Sociopathic personality

This is a person as you know without a conscience, but further than that the person is protecting himself from being vulnerable by deciding that before you screw him, he’ll screw you. The development of conscience has a lot to do with the fear of withdrawal of love and approval on the part of the parent and later on the part of the peer group, if the peer group has a middle-class morality.

In the sociopath, his environment did not give any love or approval that was consistent in terms of his developing a morality, and it was most likely abusive so that he had to make out the best he could for himself. His peer group reinforced approval for survival behavior by making him a hero if he can be the bully. (Mazor growing up in an environment that approved of Tammany Hall politics, though they admitted the corruption, fits the development of this kind of personality.)

Theoretically, this kind of person has not the early development of trust that is supposed to take place when the child finds that he can trust the mother to meet his needs and reassure him. He later trusts no one. He is even afraid to trust someone because that opens up all the vulnerabilities that he has learned can get you killed, hurt or misused. Therefore being nice to him may not help.

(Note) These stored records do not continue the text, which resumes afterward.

PR #3684, opened 2021-12-24
Download TEE plugin conditionally during checkout

DaniilShmelev:
Currently, TEE is downloaded as an external tool and is bundled with the agent.
This PR makes it so that TEE is only be downloaded if TFVC repo is being checked out. The download will happen during checkout.

Changes:
1. TEE is no longer downloaded as an external tool.
2. TEE license is moved to the agent layout root.
3. During checkout, if repo type is TFVC and the system is not windows, TEE will be downloaded and extracted to the `externals` directory.
4. The amount of download retries can be changed with a new knob - `TEE_PLUGIN_DOWNLOAD_RETRY_COUNT`.
5. In the post-checkout task, TEE plugin will be removed. In releases, TEE will be removed after all artifacts are downloaded.
6. TEE plugin removal is optional. There is a new `DISABLE_TEE_PLUGIN_REMOVAL` knob for that.

MS-hosted agents are run on VMs that are always reverted to a fresh state, so tee will have to be downloaded on each checkout regardless of TEE removal knob value.

Implementation overview:
Changes to `src\Agent.Plugins\RepositoryPlugin.cs` affect pipelines (checkout task).
Changes to `src\Agent.Worker\Release\ReleaseJobExtension.cs` affect releases (artifacts download step).
Common tee downloading/removing logic is contained in `src\Agent.Sdk\Util\TeeUtil.cs`.

### DIFF
--- a/src/Agent.Listener/Configuration/ConfigurationManager.cs
+++ b/src/Agent.Listener/Configuration/ConfigurationManager.cs
@@ -164,7 +164,7 @@ namespace Microsoft.VisualStudio.Services.Agent.Listener.Configuration
                     WriteSection(StringUtil.Loc("EulasSectionHeader"));
 
                     // Verify the EULA exists on disk in the expected location.
-                    string eulaFile = Path.Combine(HostContext.GetDirectory(WellKnownDirectory.Externals), Constants.Path.TeeDirectory, "license.html");
+                    string eulaFile = Path.Combine(HostContext.GetDirectory(WellKnownDirectory.Root), "license.html");
                     ArgUtil.File(eulaFile, nameof(eulaFile));
 
                     // Write elaborate verbiage about the TEE EULA.
--- a/src/Agent.Plugins/RepositoryPlugin.cs
+++ b/src/Agent.Plugins/RepositoryPlugin.cs
@@ -206,6 +206,11 @@ namespace Agent.Plugins.Repository
                 ISourceProvider sourceProvider = SourceProviderFactory.GetSourceProvider(repo.Type);
                 await sourceProvider.PostJobCleanupAsync(executionContext, repo);
             }
+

How he would respond to this type of environment is hard to say. Maybe an environment that is so startlingly different to the one that hurt him or developed him might impress him but it is hard to say.

The question is whether a person like this at the age of 40 some years which I gather he is, his tired enough of the dog-eat-dog world to have an open mind to us. He seems to like to play the game. His conversations of what he said to someone show that he feels he can put out con people (like John Maher who is super-con). If we act very impressed with his abilities, it might soften him so he can be a big hero. But it looks like he’ll sell out to the highest bidder. He said that stealing children is his business and if Grace have paid him, he would have brought in a helicopter with guns and men and take John in the open field. Maybe we need to let him know that we will give him money not to take John. Why Grace didn’t do that is a mystery as Mazor since she paid Haas more than she would have paid him to steal the child.